[Activity]
Output the data exactly, with every line intact.
_____
PR #538, opened 2021-03-06
Use WatchStream for Manifest.

### LINKED ISSUE #536: [krator/master] Watch on Manifest not working correctly anymore
Hi,
currently using krator for building an operator. Before the big Tokio 1.0 update, I was able to watch for modification events with code more or less similar to this:

https://github.com/deislabs/krustlet/blob/master/crates/kubelet/src/container/state.rs#L45-L48

... short snippet I used for testing:
```
        let mut m = manifest.clone();
        while let Some(current) = m.next().await {
            info!(
                "manifest for {} was updated",
                current.metadata.name.unwrap()
            );
        }
```

this used to work, but now it does not receive an event when I update the resource.

kflansburg:
Closes #536 

@thomastaylor312 I know you didn't want to add all of these trait constraints, but this feels like the most stable solution given the trouble we've had with this (presumably `WatchStream` will be kept up to date and reliable by the Tokio team). In practice, this only adds one new trait to `Operator::Manifest`: `Unpin`, and required no changes outside of Krator.

### DIFF
--- a/crates/krator/src/manifest.rs
+++ b/crates/krator/src/manifest.rs
@@ -1,20 +1,30 @@
 use core::pin::Pin;
 use core::task::{Context, Poll};
 use tokio::sync::watch::{channel, Receiver, Sender};
-use tokio_stream::Stream;
+use tokio_stream::{wrappers::WatchStream, Stream};
 
 /// Wrapper for `ObjectState::Manifest` type which reflects
 /// the latest version of the object's manifest.
-#[derive(Clone)]
-pub struct Manifest<T: Clone> {
+pub struct Manifest<T: Clone + Sync + Send + std::marker::Unpin + 'static> {
     rx: Receiver<T>,
+    stream: WatchStream<T>,
 }
 
-impl<T: Clone> Manifest<T> {
+impl<T: Clone + Sync + Send + std::marker::Unpin + 'static> Clone for Manifest<T> {
+    fn clone(self: &Manifest<T>) -> Manifest<T> {
+        Manifest {
+            rx: self.rx.clone(),
+            stream: WatchStream::new(self.rx.clone()),
+        }
+    }
+}
+
+impl<T: Clone + Sync + Send + std::marker::Unpin + 'static> Manifest<T> {
     /// Create a new Manifest wrapper from the initial object manifest.
     pub fn new(inner: T) -> (Sender<T>, Self) {
         let (tx, rx) = channel(inner);
-        (tx, Manifest { rx })
+        let stream = WatchStream::new(rx.clone());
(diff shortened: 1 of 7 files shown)


crates/krator/src/manifest.rs
```diff
@@ -1,20 +1,30 @@
...
     rx: Receiver<T>,
+    stream: WatchStream<T>,
 }
 
-impl<T: Clone> Manifest<T> {
+impl<T: Clone + Sync + Send + std::marker::Unpin + 'static> Clone for Manifest<T> {
+    fn clone(self: &Manifest<T>) -> Manifest<T> {
+        Manifest {
+            rx: self.rx.clone(),
+            stream: WatchStream::new(self.rx.clone()),
```
kflansburg, line 17: I know this looks super hacky, but there does not appear to be a way to get the `latest()` value from a `WatchStream` because the `Receiver` is stored in a private field. `Receiver` should be pretty lightweight to clone, and calling `borrow()` does not appear to update the `version` stored, so there shouldn't be any issue with these two being "out of sync".

crates/krator/src/runtime.rs
```diff
@@ -155,8 +155,8 @@ impl<O: Operator> OperatorRuntime<O> {
                         }
                         match manifest_tx.send(manifest) {
                             Ok(()) => (),
-                            Err(e) => {
-                                warn!("Unable to broadcast manifest update: {:?}", e);
+                            Err(_) => {
+                                debug!("Manifest receiver hung up, exiting.");
```
kflansburg, line 159: It turned out that this never happened because all of our receivers were stuck. Now that they exit properly, this happens, but should not be considered an error. I updated the three places where this type of behavior was logged.

crates/krator/src/manifest.rs
thomastaylor312: Can you add this as a comment in the code? I think this is useful context to have down the road

crates/krator/src/manifest.rs
```diff
@@ -1,20 +1,30 @@
...
 /// the latest version of the object's manifest.
-#[derive(Clone)]
-pub struct Manifest<T: Clone> {
+pub struct Manifest<T: Clone + Sync + Send + std::marker::Unpin + 'static> {
     rx: Receiver<T>,
+    stream: WatchStream<T>,
 }
 
-impl<T: Clone> Manifest<T> {
+impl<T: Clone + Sync + Send + std::marker::Unpin + 'static> Clone for Manifest<T> {
```
thomastaylor312, line 13: Nit: This is getting a little long, we should probably move it to a `where` clause in all places where it occurs

thomastaylor312 (approved):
_____
[Task answer]
PR #538, opened 2021-03-06
Use WatchStream for Manifest.

### LINKED ISSUE #536: [krator/master] Watch on Manifest not working correctly anymore
Hi,
currently using krator for building an operator. Before the big Tokio 1.0 update, I was able to watch for modification events with code more or less similar to this:

https://github.com/deislabs/krustlet/blob/master/crates/kubelet/src/container/state.rs#L45-L48

... short snippet I used for testing:
```
        let mut m = manifest.clone();
        while let Some(current) = m.next().await {
            info!(
                "manifest for {} was updated",
                current.metadata.name.unwrap()
            );
        }
```

this used to work, but now it does not receive an event when I update the resource.

kflansburg:
Closes #536 

@thomastaylor312 I know you didn't want to add all of these trait constraints, but this feels like the most stable solution given the trouble we've had with this (presumably `WatchStream` will be kept up to date and reliable by the Tokio team). In practice, this only adds one new trait to `Operator::Manifest`: `Unpin`, and required no changes outside of Krator.

### DIFF
--- a/crates/krator/src/manifest.rs
+++ b/crates/krator/src/manifest.rs
@@ -1,20 +1,30 @@
 use core::pin::Pin;
 use core::task::{Context, Poll};
 use tokio::sync::watch::{channel, Receiver, Sender};
-use tokio_stream::Stream;
+use tokio_stream::{wrappers::WatchStream, Stream};
 
 /// Wrapper for `ObjectState::Manifest` type which reflects
 /// the latest version of the object's manifest.
-#[derive(Clone)]
-pub struct Manifest<T: Clone> {
+pub struct Manifest<T: Clone + Sync + Send + std::marker::Unpin + 'static> {
     rx: Receiver<T>,
+    stream: WatchStream<T>,
 }
 
-impl<T: Clone> Manifest<T> {
+impl<T: Clone + Sync + Send + std::marker::Unpin + 'static> Clone for Manifest<T> {
+    fn clone(self: &Manifest<T>) -> Manifest<T> {
+        Manifest {
+            rx: self.rx.clone(),
+            stream: WatchStream::new(self.rx.clone()),
+        }
+    }
+}
+
+impl<T: Clone + Sync + Send + std::marker::Unpin + 'static> Manifest<T> {
     /// Create a new Manifest wrapper from the initial object manifest.
     pub fn new(inner: T) -> (Sender<T>, Self) {
         let (tx, rx) = channel(inner);
-        (tx, Manifest { rx })
+        let stream = WatchStream::new(rx.clone());
(diff shortened: 1 of 7 files shown)


crates/krator/src/manifest.rs
```diff
@@ -1,20 +1,30 @@
...
     rx: Receiver<T>,
+    stream: WatchStream<T>,
 }
 
-impl<T: Clone> Manifest<T> {
+impl<T: Clone + Sync + Send + std::marker::Unpin + 'static> Clone for Manifest<T> {
+    fn clone(self: &Manifest<T>) -> Manifest<T> {
+        Manifest {
+            rx: self.rx.clone(),
+            stream: WatchStream::new(self.rx.clone()),
```
kflansburg, line 17: I know this looks super hacky, but there does not appear to be a way to get the `latest()` value from a `WatchStream` because the `Receiver` is stored in a private field. `Receiver` should be pretty lightweight to clone, and calling `borrow()` does not appear to update the `version` stored, so there shouldn't be any issue with these two being "out of sync".

crates/krator/src/runtime.rs
```diff
@@ -155,8 +155,8 @@ impl<O: Operator> OperatorRuntime<O> {
                         }
                         match manifest_tx.send(manifest) {
                             Ok(()) => (),
-                            Err(e) => {
-                                warn!("Unable to broadcast manifest update: {:?}", e);
+                            Err(_) => {
+                                debug!("Manifest receiver hung up, exiting.");
```
kflansburg, line 159: It turned out that this never happened because all of our receivers were stuck. Now that they exit properly, this happens, but should not be considered an error. I updated the three places where this type of behavior was logged.

crates/krator/src/manifest.rs
thomastaylor312: Can you add this as a comment in the code? I think this is useful context to have down the road

crates/krator/src/manifest.rs
```diff
@@ -1,20 +1,30 @@
...
 /// the latest version of the object's manifest.
-#[derive(Clone)]
-pub struct Manifest<T: Clone> {
+pub struct Manifest<T: Clone + Sync + Send + std::marker::Unpin + 'static> {
     rx: Receiver<T>,
+    stream: WatchStream<T>,
 }
 
-impl<T: Clone> Manifest<T> {
+impl<T: Clone + Sync + Send + std::marker::Unpin + 'static> Clone for Manifest<T> {
```
thomastaylor312, line 13: Nit: This is getting a little long, we should probably move it to a `where` clause in all places where it occurs

thomastaylor312 (approved):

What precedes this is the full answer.